JUPDLC : Quels sont les premiers résultats observés depuis le lancement de la campagne ?

Dorian Fleuranceau : Les premiers résultats sont très positifs pour une première campagne sur ce sujet. D’abord, le message est très bien compris. D’après nos études post-tests, 95 % des Français exposés ont compris que les lingettes doivent être jetées à la poubelle et non dans les toilettes, et 94 % ont intégré les impacts négatifs sur l’environnement et les réseaux d’assainissement. Ensuite, la campagne fonctionne particulièrement bien auprès de la cible principale : 7 utilisateurs de lingettes sur 10 apprécient les films, et 41 % des utilisateurs exposés déclarent en avoir parlé autour d’eux ou l’avoir relayée. Enfin, certains films créent un vrai engagement : par exemple le film Bachata atteint jusqu’à 83 % d’agrément, ce qui est très positif pour une campagne pédagogique.

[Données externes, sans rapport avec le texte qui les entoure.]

PR #295, opened 2026-09-09
fix(roll-changelog): take the compare base from the headings

### LINKED ISSUE #281: roll-changelog.py: the new release's compare link inherits the stale [Unreleased] base
When a release is rolled, the `[X.Y.Z]:` reference definition is written with the compare base taken from the *previous* `[Unreleased]` link rather than from the previous released version. Where an earlier release already left `[Unreleased]` pointing at an older tag, the new range spans several releases.

Observed in the 2026-09-03 fleet sweep, in both repos that carried a keep-a-changelog link section:

- `matrix-skill`: `[3.1.3]: …/compare/v3.1.1...v3.1.3` — should be `v3.1.2...v3.1.3`. The `[3.1.2]:` definition was also never written, which is how the stale base survived.
- `php-modernization-skill`: `[1.22.3]: …/compare/v1.21.0...v1.22.3` — should be `v1.22.2...v1.22.3`.

Both were corrected by hand in the release PRs (netresearch/matrix-skill#132, netresearch/php-modernization-skill#106), so no release shipped with a wrong range — but the next sweep reproduces it.

Expected: the compare base is the newest released heading in the file (the one the roll just pushed down), independent of what `[Unreleased]` pointed at. A missing reference definition for that previous version should be written rather than silently skipped, since its absence is what lets the stale base persist across releases.

_Assisted by claude-code:claude-opus-5 — [Session](https://claude.ai/code/session_016Dwq4QYJGiaEeUjUyyUKup)_

CybotTM:
Closes #281.

The new release's `[X.Y.Z]:` reference definition took its compare base from the previous `[Unreleased]` link. Where an earlier release had left `[Unreleased]` pointing at an older tag, the new range spanned several releases:

- `matrix-skill`: `[3.1.3]: …/compare/v3.1.1...v3.1.3` — should be `v3.1.2...v3.1.3`
- `php-modernization-skill`: `[1.22.3]: …/compare/v1.21.0...v1.22.3` — should be `v1.22.2...v1.22.3`

Both were corrected by hand in their release PRs, so nothing shipped wrong — but every sweep reproduced it.

## What changed

The base now comes from the **released headings**: the heading directly below the one the roll just wrote. That is independent of whatever `[Unreleased]` pointed at, which is the property the issue asked for.

The second half matters as much. A previous release with no definition of its own is what let the stale base survive across releases — `matrix-skill` never had a `[3.1.2]` line, so nothing ever corrected the drift. When the roll can see the version below it, that definition is now backfilled instead of silently skipped.

Tag style is read from the existing definitions rather than assumed, so a repo using unprefixed tags keeps them unprefixed on both ends of the range.

## Tests, and why both groups exist

Both are verified as guards, each against a mutation the other does not catch — so neither is decoration:

| Mutation | What reddens |
|---|---|
| `prev_tag = old` (inherit the `[Unreleased]` base again) | 3 of the stale-base cases |
| `styled_tag` always adds a `v` | only the bare-tag case |

The stale-base fixture reproduces `matrix-skill` exactly: `[Unreleased]` still at `v3.1.1`, no `[3.1.2]` definition, rolling `3.1.3`. One case asserts the correct range is present, a second asserts the wrong one is *absent* — the pair matters, because a definition can be right and a stale sibling still linger.

The pre-existing `refs.md` case passed either way, since its `[Unreleased]` base happened to equal the previous heading. That is why the bug survived having tests.

`ruff format` and `ruff check` clean. The formatter rewrote the function after the first mutation run, so the mutation was re-run against the final file rather than trusting the earlier result.

## Round 2 — found by reading this diff, not by a bot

Julien Quidor dit Pasquet : Les premiers signaux sont très encourageants. La campagne est bien accueillie parce qu’elle aborde un sujet du quotidien avec un ton inattendu. Et surtout, le message est compris immédiatement : la lingette ne va pas dans les toilettes. C’est exactement ce qu’on cherchait : créer un déclic simple. Maintenant, l’enjeu est clair : transformer ce déclic en réflexe durable. Et c’est là que la répétition, les prochaines vagues et tout l’écosystème autour de la campagne vont jouer un rôle clé. On va évidemment suivre cela dans le temps, avec l’ensemble des KPIs, pour voir si le bon geste devient un automatisme… alors là, on pourra dire que c’est vraiment nickel.